Issue #96, opened 2020-06-08
Basic Auth


mpscholten:
For very simple apps and MVPs it would be great to have a `basicAuth` function which can be used like this:

```haskell
instance Controller UsersController where
    beforeAction = basicAuth "beta" "hunter2"
```

https://app.clubhouse.io/digitallyinduced/story/1440/basic-auth

fegu:
Implemented in pull request #504

PR #504, opened 2020-10-25
basicAuth support

fegu:
Adds http basic authentication support (including docs). Also removes some duplicate entries in the cabal file.
Solves issue #96

### DIFF
--- a/IHP/Controller/Session.hs
+++ b/IHP/Controller/Session.hs
@@ -7,12 +7,15 @@ import qualified Data.Text.Read
 import qualified Data.UUID
 import           IHP.Controller.RequestContext
 import           IHP.HaskellSupport
-import           Network.HTTP.Types                   (status200, status302)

****************

§ **EXERCISE**: Where does the word "import" appear in the material above? Copy every line that holds it.

§ **THE ANSWER**:
@@ -7,12 +7,15 @@ import qualified Data.Text.Read
 import qualified Data.UUID
 import           IHP.Controller.RequestContext
 import           IHP.HaskellSupport
-import           Network.HTTP.Types                   (status200, status302)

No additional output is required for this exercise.